After the doctor's order for service is obtained, a registered nurse is usually sent in to determine what the individual's specific needs are.

Home health is considered intermittent short-term care.

"We initially admit and certify the patient for a 60-day period. Toward the end of that 60 days, we go in and reevaluate the patient to see if they need care for another 60 days. ... As long as we can show the insurance company (in most cases Medicare) that there is a need and that the patient is eligible," Pelovsky said.

Sometimes patients can be on home health care for years, O'Connor said. Wound care (also called bed sores) is an example of this.

"It is not because the patient lies in bed all the time, but because the skin is so transparent and thin."

HHS can provide important education concerning diet and medication interaction for newly diagnosed diabetics.

"Some people with a new diagnosis get very confused," O'Connor said.

"I've worked with the geriatric population here in Payson for 20 years.

"It is a proven fact that patients recover better, faster and more completely if they are in their own home environment. There is less stress.
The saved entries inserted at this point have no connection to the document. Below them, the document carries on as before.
PR #539, opened 2026-09-21
fix(web): carry the live image capability into the routed agent

luccapinto:
## What this fixes

On the v3 Session-first surface the composer never offers the image picker — on any harness, including an OMP that advertises `promptCapabilities.image`. #121 shipped that control for 2.x and every piece of it survived the rewrite: `attachments.ts` is byte-identical, the composer still renders `accept="image/*"`, the daemon still validates and still forwards ACP `image` blocks. What did not survive is the capability reaching the gate.

## The trace

v3 has two capability sources, and only one of them can answer this question:

| Source | Origin | Has `attachments`? |
| --- | --- | --- |
| `/v1/machine` → `agents[].capabilities` | `harness-profiles.js`, a static table | **no** |
| `/v1/agents/<id>/v1/capabilities` | the ACP `initialize` handshake | **yes** |

Measured against a 3.1.0 daemon:

```
GET /v1/machine                     → 'attachments' in agents[].capabilities === false   (omp and claude)
GET /v1/agents/omp/v1/capabilities  → { …, "attachments": true }
```

`native-session-observer.tsx` fetches the second one, keeps it in `attachmentsSupported` and synthesizes an agent that carries it. `routableRoutes` then uses that synthesized agent only when the current agent is **absent** from the machine snapshot:

```ts
const current = available.some((candidate) => candidate.id === target.agentID)
  ? available                                       // ← the live answer is discarded here
  : [agent, ...available.filter((candidate) => candidate.id !== target.agentID)]
```

In the ordinary case the agent *is* listed, so `available` wins. `work-thread-conversation.tsx:404` takes `destinationAgents` from that same routed list, and line 1002 reads `attachments: undefined` → `attachmentsSupported` is false → the picker is never rendered. The fetch happens, answers `true`, and is dropped one line later.

`v3-v2-parity.test.mjs` asserted that the observer *calls* `api.capabilities(target.config)`. That assertion stayed true the entire time — which is exactly the gap the regression slipped through.

## The change

Merge the live value into the current agent's entry instead of taking the snapshot verbatim. Six lines, no protocol change, nothing touched in `bridge/`.

The gate stays per-harness and stays driven by the handshake: a harness that does not advertise `promptCapabilities.image` still reports `attachments: false` from the same endpoint and still gets no control. That derivation is unchanged and already covered by `bridge/test/server.test.js`, which exercises a fake with and without the capability.

## Test

One assertion added to `v3-v2-parity.test.mjs`, on the delivery rather than on the call:

```
before the fix:  not ok 7 - Session-first restores capability-gated image attachments…   (7 pass, 1 fail)
after the fix:   8 pass, 0 fail
```

## Verified against a real harness

`omp acp` 18.0.4 behind a 3.1.0 machine daemon on Ubuntu / Node 22 — not only the fakes:

- **before:** `document.querySelectorAll('input[type=file]').length === 0` on a live OMP Session, while `/v1/agents/omp/v1/capabilities` answered `attachments: true` in the same page load;
- **after:** `input[type=file][accept="image/*"]` plus the `Attach image` button, checked at 420px and 1280px;
- a 64×64 solid magenta PNG attached from the composer with the prompt *"reply with only the colour name"* → OMP answered **`Magenta`**. That is the only proof that matters: the image reached the model;
- the same flow from an Android phone against the same daemon — image delivered, described correctly by the model. The upload came back 849×1568, so the client-side resize is doing its job;
- `npm run test:v3-product-ui` 107 pass, `test:native-session-controller` pass, `tsc -b && vite build` clean.

Paperclip restored in the mobile composer, left of the send button

On the machine used for this, both `omp` and `claude` advertise image support through their adapters, so both get the control. Nothing in this change decides that — the harness does.

## Note

The behaviour is unreachable in any client built from current `main`, including the 3.1.0 Android APK, so this needs a release to reach phones. The bridge side needs nothing.


gervaso-assistant:
Thanks for catching this and for the focused fix and validation. You were right: image attachments had not made it through the v3 Session-first rewrite, even though the underlying transport support was still present. I added a behavioral regression test for the live capability routing and merged PR #539.

PR #323, opened 2024-01-16
[MIG][17.0] fs_storage: Migration to 17.0

john-herholz-dt:


fs_storage/tests/common.py
```diff
@@ -16,7 +16,7 @@ class TestFSStorageCase(TransactionCase):
     def setUpClass(cls):
         super().setUpClass()
         cls.env = cls.env(context=dict(cls.env.context, tracking_disable=True))
-        cls.backend: FSStorage = cls.env.ref("fs_storage.default_fs_storage")
```
john-herholz-dt: I changed this, as I think it is bad practice to get used with starting records with default_ as for example Odoo throws errors if you do this on fields.

Furthermore it is more precise, as this demo fs_storage is not "default", it is "demo".

gurneyalex (approved):

PR #325, opened 2024-01-17
[FIX]Adapt the storbinary to handle FTP cwd

flotho:
When using "complex" directory path, the command CWD place the client in a folder. Then when submitting the file, fullpath no more exits relatively to the folder where the client is placed. In this case the full_path has to be replace by the basenam so that no more additionnal "relative path" will be added when trying to storebinary


flotho:
actually it was the file name that caused the issue,
closing

PR #326, opened 2024-01-23
[16.0] fs_base_multi_image: widget to drag and drop images

benwillig:
New widget to easily create new relation image records with drag and drop.
File selection through browser dialog is also possible.

image


fs_product_multi_image/views/product_template.xml
```diff
@@ -20,7 +20,11 @@
             </field>
             <page name="sales" position="after">
                 <page name="images" string="Images">
-                    <field name="image_ids">
+                    <field
+                        name="image_ids"
+                        widget="fs_image_relation_dnd_upload"
+                        options="{'target': 'fs_image'}"
+                    >
```
lmignon: IMO, the target should be selected by the user and default on specific. Cases where you want to reuse the uploaded image for others objects are minority. You could for example add a select field into the DND zone on the widget to allows the selection of the target...

lmignon (changes requested):
@benwillig Thank you for this nice improvement! A little comment...

fs_product_multi_image/views/product_template.xml
benwillig: Yes I thought about this, I will add this.
Also I think it could be interesting to add a dialog where we can select existing fs.image, but this could be done afterwards.

fs_base_multi_image/__manifest__.py
```diff
@@ -18,6 +18,16 @@
         "views/fs_image.xml",
         "views/fs_image_relation_mixin.xml",
     ],
+    "assets": {
+        "web.assets_backend": [
+            "fs_base_multi_image/static/src/fields/"
+            "fs_image_relation_dnd_upload/fs_image_relation_dnd_upload.js",
```
lmignon: @benwillig To avoid the error into pre-commit, I thing you should rename your file to end with 'esm.js'.
```suggestion
            "fs_image_relation_dnd_upload/fs_image_relation_dnd_upload.esm.js",
```

benwillig: Indeed

fs_product_multi_image/views/product_template.xml
benwillig: I added the select to change the target.

lmignon:
@benwillig  I don't know if you encounter the same issue but sometime, I need to drag multiple times the same file to add the image.... Should we add a progress information while the creation is not yet completed? (Nice to have)

benwillig:
> @benwillig I don't know if you encounter the same issue but sometime, I need to drag multiple times the same file to add the image.... Should we add a progress information while the creation is not yet completed? (Nice to have)

I didn't experience this issue (either with firefox or chrome). But I guess we could simply block the user interface just after the file selection, what do you think?

lmignon (approved):
LGTM Works like a charm. (code review + functional tests)

gurneyalex (approved):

They are more at ease."

O'Connor said attitude is an amazing factor in the healing process, citing terminal cancer patients she has seen go into remission because of their attitude and quality of life at home.

A joint 2004 study by the National Institute of Health and the National Institute of Nursing Research agree.

In a study of elderly heart failure patients in six Philadelphia hospitals, a study found that home health versus repeated hospital admissions saved 37.6 percent, or $4,845 over a 12-month period.

RCHRC is taking applications for its eight rentals, and there is a waiting list.

Pelovsky said the good news is that managing owner Phil Eyring views the $25,000 retrofit as a good investment for the company and the community, and wants to remodel more units.